■ Work instructions
Return all lines from the listing below in which the string "been" occurs.

(Beginning of Extracted information)

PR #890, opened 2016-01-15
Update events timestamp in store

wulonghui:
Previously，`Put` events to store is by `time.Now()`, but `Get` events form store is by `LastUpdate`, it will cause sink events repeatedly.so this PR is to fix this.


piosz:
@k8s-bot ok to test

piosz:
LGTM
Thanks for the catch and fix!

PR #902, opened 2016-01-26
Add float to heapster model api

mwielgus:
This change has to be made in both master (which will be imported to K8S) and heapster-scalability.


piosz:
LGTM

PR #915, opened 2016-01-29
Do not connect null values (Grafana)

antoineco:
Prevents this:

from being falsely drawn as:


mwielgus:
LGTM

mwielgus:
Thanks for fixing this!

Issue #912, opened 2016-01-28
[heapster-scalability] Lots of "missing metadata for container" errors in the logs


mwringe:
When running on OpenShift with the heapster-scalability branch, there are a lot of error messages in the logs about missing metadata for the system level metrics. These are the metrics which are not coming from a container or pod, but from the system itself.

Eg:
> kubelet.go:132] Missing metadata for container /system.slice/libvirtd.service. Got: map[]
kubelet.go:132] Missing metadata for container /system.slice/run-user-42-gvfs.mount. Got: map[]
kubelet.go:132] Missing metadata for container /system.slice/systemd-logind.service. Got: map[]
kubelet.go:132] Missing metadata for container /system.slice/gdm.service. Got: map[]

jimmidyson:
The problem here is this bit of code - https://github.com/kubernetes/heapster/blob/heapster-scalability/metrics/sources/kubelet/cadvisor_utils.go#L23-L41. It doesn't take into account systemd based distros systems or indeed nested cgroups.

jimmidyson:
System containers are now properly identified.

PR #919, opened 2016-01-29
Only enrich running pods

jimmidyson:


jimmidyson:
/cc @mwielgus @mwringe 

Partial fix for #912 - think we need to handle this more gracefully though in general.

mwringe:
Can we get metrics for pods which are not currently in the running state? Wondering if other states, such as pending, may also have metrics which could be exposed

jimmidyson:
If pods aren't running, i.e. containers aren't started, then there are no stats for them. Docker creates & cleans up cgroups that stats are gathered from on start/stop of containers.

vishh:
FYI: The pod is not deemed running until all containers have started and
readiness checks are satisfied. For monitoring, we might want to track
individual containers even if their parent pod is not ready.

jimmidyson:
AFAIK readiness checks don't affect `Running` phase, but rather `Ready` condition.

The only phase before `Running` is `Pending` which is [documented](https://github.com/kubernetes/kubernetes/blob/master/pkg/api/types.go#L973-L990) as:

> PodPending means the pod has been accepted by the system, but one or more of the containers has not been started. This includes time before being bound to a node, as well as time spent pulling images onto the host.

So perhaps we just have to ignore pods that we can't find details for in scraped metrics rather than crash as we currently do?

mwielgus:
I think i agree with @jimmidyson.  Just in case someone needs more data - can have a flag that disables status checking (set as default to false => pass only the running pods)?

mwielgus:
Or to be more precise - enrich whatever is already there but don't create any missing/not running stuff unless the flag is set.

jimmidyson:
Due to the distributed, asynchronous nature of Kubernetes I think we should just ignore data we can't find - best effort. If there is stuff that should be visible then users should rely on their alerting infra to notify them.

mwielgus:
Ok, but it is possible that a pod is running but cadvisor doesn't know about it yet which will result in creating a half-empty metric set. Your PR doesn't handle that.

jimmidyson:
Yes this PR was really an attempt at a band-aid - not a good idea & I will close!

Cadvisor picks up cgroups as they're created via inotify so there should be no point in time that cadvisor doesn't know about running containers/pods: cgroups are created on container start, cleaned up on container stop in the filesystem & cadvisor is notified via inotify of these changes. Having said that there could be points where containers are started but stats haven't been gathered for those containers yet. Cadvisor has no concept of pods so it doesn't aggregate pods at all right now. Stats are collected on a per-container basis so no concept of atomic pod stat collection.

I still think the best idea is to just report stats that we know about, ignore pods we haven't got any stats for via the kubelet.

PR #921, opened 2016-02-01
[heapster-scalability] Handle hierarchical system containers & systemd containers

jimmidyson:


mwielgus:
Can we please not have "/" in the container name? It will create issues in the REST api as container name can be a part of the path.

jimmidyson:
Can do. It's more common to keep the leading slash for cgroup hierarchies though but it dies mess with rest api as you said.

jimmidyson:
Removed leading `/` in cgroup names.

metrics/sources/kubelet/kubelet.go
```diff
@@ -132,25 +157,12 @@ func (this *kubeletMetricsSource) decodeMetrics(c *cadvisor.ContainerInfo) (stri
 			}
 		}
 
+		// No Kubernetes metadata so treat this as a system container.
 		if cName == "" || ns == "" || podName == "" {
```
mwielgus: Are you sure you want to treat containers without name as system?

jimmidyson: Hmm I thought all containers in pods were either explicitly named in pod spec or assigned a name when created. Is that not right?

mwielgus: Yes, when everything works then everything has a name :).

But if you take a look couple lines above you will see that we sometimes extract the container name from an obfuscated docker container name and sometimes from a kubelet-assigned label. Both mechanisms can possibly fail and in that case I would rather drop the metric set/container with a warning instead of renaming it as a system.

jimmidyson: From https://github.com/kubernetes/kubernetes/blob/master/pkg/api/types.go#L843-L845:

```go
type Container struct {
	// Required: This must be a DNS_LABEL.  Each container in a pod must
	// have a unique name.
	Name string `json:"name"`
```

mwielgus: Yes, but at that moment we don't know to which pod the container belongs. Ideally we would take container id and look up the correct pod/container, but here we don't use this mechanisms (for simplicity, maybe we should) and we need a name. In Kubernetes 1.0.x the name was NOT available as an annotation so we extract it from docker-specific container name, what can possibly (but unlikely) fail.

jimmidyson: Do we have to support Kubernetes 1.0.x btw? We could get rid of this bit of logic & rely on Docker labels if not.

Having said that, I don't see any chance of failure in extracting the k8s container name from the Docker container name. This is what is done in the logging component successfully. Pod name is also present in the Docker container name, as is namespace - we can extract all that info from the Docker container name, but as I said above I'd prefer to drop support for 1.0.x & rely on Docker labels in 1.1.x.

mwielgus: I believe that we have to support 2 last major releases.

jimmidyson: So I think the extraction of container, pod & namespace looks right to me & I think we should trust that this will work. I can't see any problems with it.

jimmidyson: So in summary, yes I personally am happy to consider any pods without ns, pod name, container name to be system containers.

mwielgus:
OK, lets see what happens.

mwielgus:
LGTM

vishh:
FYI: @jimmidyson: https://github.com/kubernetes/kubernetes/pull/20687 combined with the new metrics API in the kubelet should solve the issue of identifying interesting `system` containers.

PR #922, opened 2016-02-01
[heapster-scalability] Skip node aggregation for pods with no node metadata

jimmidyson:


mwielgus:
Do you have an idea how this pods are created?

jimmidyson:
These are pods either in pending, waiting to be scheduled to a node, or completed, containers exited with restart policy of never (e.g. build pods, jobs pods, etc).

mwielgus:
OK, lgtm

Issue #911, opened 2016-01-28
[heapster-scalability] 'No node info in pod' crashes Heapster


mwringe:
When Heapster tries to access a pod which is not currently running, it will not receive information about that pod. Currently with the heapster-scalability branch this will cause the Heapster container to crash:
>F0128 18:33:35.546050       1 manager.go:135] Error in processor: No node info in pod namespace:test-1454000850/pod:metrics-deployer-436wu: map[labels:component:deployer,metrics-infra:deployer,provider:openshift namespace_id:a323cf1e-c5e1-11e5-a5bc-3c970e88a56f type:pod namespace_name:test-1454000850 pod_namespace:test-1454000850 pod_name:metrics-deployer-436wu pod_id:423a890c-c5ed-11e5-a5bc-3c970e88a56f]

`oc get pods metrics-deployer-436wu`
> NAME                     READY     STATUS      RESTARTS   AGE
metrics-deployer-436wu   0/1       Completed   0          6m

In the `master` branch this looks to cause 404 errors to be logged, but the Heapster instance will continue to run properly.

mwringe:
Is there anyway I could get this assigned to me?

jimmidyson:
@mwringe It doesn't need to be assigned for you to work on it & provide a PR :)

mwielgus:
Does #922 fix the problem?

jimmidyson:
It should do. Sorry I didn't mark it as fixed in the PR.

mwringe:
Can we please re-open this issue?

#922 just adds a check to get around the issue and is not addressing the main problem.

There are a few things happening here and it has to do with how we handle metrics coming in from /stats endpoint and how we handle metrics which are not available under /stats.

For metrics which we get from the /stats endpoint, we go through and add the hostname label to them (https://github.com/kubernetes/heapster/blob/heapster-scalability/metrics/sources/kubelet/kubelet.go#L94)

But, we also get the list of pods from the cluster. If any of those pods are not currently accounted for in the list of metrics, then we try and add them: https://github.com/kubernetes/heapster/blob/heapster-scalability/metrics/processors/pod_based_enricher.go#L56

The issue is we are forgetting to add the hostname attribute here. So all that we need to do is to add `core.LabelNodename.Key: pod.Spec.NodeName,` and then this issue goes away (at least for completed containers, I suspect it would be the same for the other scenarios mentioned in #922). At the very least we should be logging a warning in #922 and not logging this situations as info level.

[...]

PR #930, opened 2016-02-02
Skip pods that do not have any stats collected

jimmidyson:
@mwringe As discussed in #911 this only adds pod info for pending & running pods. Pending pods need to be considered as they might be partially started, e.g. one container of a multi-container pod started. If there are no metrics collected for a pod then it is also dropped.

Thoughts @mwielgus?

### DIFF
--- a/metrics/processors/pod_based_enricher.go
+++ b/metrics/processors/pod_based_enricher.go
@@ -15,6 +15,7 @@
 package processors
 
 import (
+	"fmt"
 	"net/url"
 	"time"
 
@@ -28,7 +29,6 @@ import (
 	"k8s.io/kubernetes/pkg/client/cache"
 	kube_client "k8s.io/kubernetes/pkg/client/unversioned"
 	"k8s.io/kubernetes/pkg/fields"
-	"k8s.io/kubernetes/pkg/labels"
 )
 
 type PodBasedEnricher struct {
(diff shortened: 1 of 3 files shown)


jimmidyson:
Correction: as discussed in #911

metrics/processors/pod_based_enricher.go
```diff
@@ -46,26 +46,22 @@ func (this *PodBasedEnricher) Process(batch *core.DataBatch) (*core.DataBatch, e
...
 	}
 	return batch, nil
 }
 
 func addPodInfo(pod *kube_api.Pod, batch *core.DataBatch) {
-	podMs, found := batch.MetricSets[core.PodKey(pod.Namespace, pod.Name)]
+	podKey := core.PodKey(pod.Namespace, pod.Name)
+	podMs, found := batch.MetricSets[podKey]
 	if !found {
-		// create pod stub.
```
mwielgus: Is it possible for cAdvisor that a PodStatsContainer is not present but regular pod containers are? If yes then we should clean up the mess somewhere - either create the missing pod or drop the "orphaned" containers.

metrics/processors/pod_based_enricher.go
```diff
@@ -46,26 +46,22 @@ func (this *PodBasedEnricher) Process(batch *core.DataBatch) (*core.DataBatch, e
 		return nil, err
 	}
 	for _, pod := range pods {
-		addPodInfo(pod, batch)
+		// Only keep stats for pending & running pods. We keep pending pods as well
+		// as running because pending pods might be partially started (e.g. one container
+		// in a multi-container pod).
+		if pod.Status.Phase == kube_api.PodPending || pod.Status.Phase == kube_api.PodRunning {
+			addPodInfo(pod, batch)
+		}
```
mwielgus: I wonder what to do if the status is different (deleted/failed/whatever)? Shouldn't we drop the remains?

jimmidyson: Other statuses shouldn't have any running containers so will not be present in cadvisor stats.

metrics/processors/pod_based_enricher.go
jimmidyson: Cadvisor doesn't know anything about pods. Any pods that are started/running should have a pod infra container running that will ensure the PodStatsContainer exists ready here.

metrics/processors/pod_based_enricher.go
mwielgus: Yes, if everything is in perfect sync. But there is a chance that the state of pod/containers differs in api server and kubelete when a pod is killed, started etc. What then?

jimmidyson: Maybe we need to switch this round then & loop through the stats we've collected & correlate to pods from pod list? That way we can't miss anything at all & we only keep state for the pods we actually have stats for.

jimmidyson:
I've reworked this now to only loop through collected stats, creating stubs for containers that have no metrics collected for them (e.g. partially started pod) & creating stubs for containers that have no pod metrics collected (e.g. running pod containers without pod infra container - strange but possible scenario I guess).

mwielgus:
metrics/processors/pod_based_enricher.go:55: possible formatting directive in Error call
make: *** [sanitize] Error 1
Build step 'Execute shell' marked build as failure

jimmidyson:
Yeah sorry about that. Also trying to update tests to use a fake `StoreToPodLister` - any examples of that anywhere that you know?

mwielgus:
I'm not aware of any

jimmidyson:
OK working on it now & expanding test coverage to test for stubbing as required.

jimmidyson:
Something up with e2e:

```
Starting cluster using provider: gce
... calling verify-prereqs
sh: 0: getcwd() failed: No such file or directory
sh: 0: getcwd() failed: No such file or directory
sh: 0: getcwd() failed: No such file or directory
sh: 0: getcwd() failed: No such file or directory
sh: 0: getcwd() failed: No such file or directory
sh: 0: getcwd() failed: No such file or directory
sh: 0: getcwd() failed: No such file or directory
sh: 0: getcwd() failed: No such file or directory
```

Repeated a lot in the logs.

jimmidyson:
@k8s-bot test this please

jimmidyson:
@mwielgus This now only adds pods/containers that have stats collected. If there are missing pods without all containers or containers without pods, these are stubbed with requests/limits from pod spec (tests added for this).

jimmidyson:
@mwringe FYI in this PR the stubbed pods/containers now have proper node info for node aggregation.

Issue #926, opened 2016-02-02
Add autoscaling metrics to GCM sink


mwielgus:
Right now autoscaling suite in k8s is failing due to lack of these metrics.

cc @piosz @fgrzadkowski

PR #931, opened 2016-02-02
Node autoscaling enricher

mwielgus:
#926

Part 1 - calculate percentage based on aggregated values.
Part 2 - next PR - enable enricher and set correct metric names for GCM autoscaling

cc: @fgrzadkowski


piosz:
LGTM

(End of Extracted information)

■ Answer to this task
> PodPending means the pod has been accepted by the system, but one or more of the containers has not been started. This includes time before being bound to a node, as well as time spent pulling images onto the host.
Cadvisor picks up cgroups as they're created via inotify so there should be no point in time that cadvisor doesn't know about running containers/pods: cgroups are created on container start, cleaned up on container stop in the filesystem & cadvisor is notified via inotify of these changes. Having said that there could be points where containers are started but stats haven't been gathered for those containers yet. Cadvisor has no concept of pods so it doesn't aggregate pods at all right now. Stats are collected on a per-container basis so no concept of atomic pod stat collection.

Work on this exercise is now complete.